Start of Block

Issue #3386, opened 2016-03-26
Add Ubuntu Trusty to Travis CI


knutole:
Would be great to include more Ubuntu versions in Travis CI. We're using Ubuntu Trusty, and over the last two years I've experienced issues with building Mapnik more times than I care to remember.

@lightmare mentioned that Ubuntu Precise is currently included in build tests, but would be great to test build on official Docker Ubuntu images also, https://hub.docker.com/_/ubuntu/, like Ubuntu Trusty.

I believe this could catch a lot of build problems on Ubuntu 14 and up?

End of Block

§ Work task
The answer must be the line containing "like Ubuntu Trusty." and every line after it to the end of the data, exactly as written.

§ Reply
@lightmare mentioned that Ubuntu Precise is currently included in build tests, but would be great to test build on official Docker Ubuntu images also, https://hub.docker.com/_/ubuntu/, like Ubuntu Trusty.

I believe this could catch a lot of build problems on Ubuntu 14 and up?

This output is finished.